Among his influences is the late, famed designer Halston, whose work fed into Ford’s early designs at Gucci. The two had met when Ford moved to New York and caught the final days of the famed nightclub at Studio 54. He looks back on this period fondly.

“You are 17, you don’t realize you are gay and you move to New York,” he remembers. “You are attractive. All of a sudden people start inviting you to Studio 54. You get in free. You are drinking. You are doing lots of drugs. You are having lots of sex and living a life of complete hedonism that you dreamt about when you were young. It was amazing.

“I was exposed to people that had a tremendous impact on me. I mean, Halston made me eggs in his kitchen!

“I was exposed to his incredibly beautiful house and to people who were my ideals of glamour. All of a sudden I saw this life. It impacted on my perception of beauty and glamour, which is part of my principal aesthetic and soul.”

His interest in film has been constant: “That goes back to my childhood. I lived vicariously through film, like a lot of us do.” He laughs.

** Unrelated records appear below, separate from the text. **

PR #204, opened 2023-01-25
Restructure KBMOD_Demo notebook to use fake data

jeremykubica:
Creates a fake data generator class to use for examples and notebooks. Restructures one of the notebooks (KBMOD_Demo) to use fake data instead of hard coded data paths.

### DIFF
--- a/src/kbmod/fake_data_creator.py
+++ b/src/kbmod/fake_data_creator.py
@@ -11,7 +11,7 @@ from kbmod.search import *
 class FakeDataSet:
     """This class creates fake data sets for testing and demo notebooks."""
 
-    def __init__(self, width, height, num_times, noise_level=2.0, use_seed=False):
+    def __init__(self, width, height, num_times, noise_level=2.0, psf_val=0.5, obs_per_day=3, use_seed=False):
         """The constructor.
 
         Parameters
@@ -21,16 +21,22 @@ class FakeDataSet:
         height : int
             The height of the images in pixels.
         num_times : int
-            The number of times steps (number of images).
+            The number of time steps (number of images).
         noise_level : float
             The level of the background noise.
+        psf_val : float
+            The value of the default PSF.
+        obs_per_day : int
+            The number of observations on the same night.
         use_seed : bool
             Use a deterministic seed to avoid flaky tests.
         """
         self.width = width
         self.height = height
-        self.psf_val = 0.5
+        self.psf_val = psf_val
         self.noise_level = noise_level
+        self.num_times = num_times
+        self.use_seed = use_seed
         self.trajectories = []
 
         # Generate times with multiple observations per night
@@ -43,47 +49,34 @@ class FakeDataSet:
             self.times.append(t)
 
             seen_on_day += 1
-            if seen_on_day == 3:
+            if seen_on_day == obs_per_day:
                 seen_on_day = 0
                 day_num += 1
 
         # Make the image stack.
-        self.stack = self.make_fake_image_stack(use_seed)
+        self.stack = self.make_fake_image_stack()
 
-    def make_fake_image_stack(self, use_seed=False):
+    def make_fake_image_stack(self):
         """Make a stack of fake layered images.
 
         Returns
         -------
         stack : image_stack
         """
-        img_count = len(self.times)
-        t0 = self.times[0]
         p = psf(self.psf_val)
 
         image_list = []
-        for i in range(img_count):
-            if use_seed:
-                img = layered_image(
-                    ("%06i" % i),
-                    self.width,
-                    self.height,
-                    self.noise_level,
-                    self.noise_level**2,
-                    self.times[i],
-                    p,
-                    i,
-                )
-            else:
-                img = layered_image(
-                    ("%06i" % i),
-                    self.width,
-                    self.height,
-                    self.noise_level,
-                    self.noise_level**2,
-                    self.times[i],
-                    p,
-                )
+        for i in range(self.num_times):
+            img = layered_image(
+                ("%06i" % i),
+                self.width,
+                self.height,
+                self.noise_level,
+                self.noise_level**2,
+                self.times[i],
+                p,
+                i if self.use_seed else -1,
+            )
             image_list.append(img)
 
         stack = image_stack(image_list)
@@ -97,10 +90,9 @@ class FakeDataSet:
         trj : trajectory
             The trajectory of the fake object to insert.
         """
-        img_count = len(self.times)
         t0 = self.times[0]
 
-        for i in range(img_count):
+        for i in range(self.num_times):
             dt = self.times[i] - t0
             px = trj.x + dt * trj.x_v + 0.5
             py = trj.y + dt * trj.y_v + 0.5


src/kbmod/fake_data_creator.py
```diff
@@ -0,0 +1,206 @@
...
+        self.psf_val = 0.5
+        self.noise_level = noise_level
+        self.trajectories = []
+
+        # Generate times with multiple observations per night
+        # separated by ~15 minutes.
+        self.times = []
+        seen_on_day = 0
+        day_num = 0
+        for i in range(num_times):
```
drewoldag, line 41: This seems like pretty specific logic, particularly the conditional on line 46. Maybe one more comment about why you're resetting `seen_on_day` every three days would be good.

Also is `3` a magic number? Should it be a "global variable" defined outside of `FakeDataSet`? Similarly, is `57130.2` a magic number?

Finally, is there a reason that you use `num_times` and `use_seed` directly, instead of assigning it to a class variable? It looks like `use_seed` is passed to `make_fake_image_stack`, but you could just reference `self.use_seed` instead.

src/kbmod/fake_data_creator.py
```diff
@@ -0,0 +1,206 @@
...
+        self.stack = self.make_fake_image_stack(use_seed)
+
+    def make_fake_image_stack(self, use_seed=False):
+        """Make a stack of fake layered images.
+
+        Returns
+        -------
+        stack : image_stack
+        """
+        img_count = len(self.times)
```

“I couldn’t wait to get to New York where I could have a beautiful, glamorous apartment and live like all the people I saw in the movies. The actual thought of ‘well, I want to make films,’ probably happened in the mid-1990s. I’d already had a certain amount of success in fashion at that time.” He was attracted to the durability that comes with a finished film, something that stands in stark contrast to his creations in the realm of clothes design. “I love fashion, but you don’t have permanence in fashion,” he says. “If you are someone who wants to express something, there is nothing like film. Film is forever, more than any medium.

“Watch an old movie, you are drawn in. You are crying. The director is dead, the writer is dead, the actors are dead but you have been living with them and living it all fresh. There is nothing else like that. In that regard, film is incredibly appealing.”

The idea of permanence also figures prominently in Ford’s thinking about his family. He is married to Richard Buckley, a former editor-in-chief of Vogue Hommes International. They have been in a relationship since 1986 and have a son, Jack Buckley Ford, who was born in 2012.

“My son is my best creation,” Ford says with a smile. “And what’s interesting is that I hear myself saying things to him that my father said to me. That makes me realise that he was saying those things to me because his father had said them to him, and his father and his father and his father.

“I can now view myself as a link in a chain, whereas when I didn’t have a child the world started when I was born, and it ended when I died. That is different now. It’s a personal thing and everyone who has children maybe understands that. I don’t know.” Whatever the case, Ford’s son can continue the Buckley Ford name. And Ford has his films, which will remain forever. Everyone can appreciate that — even those masculine types from Texas.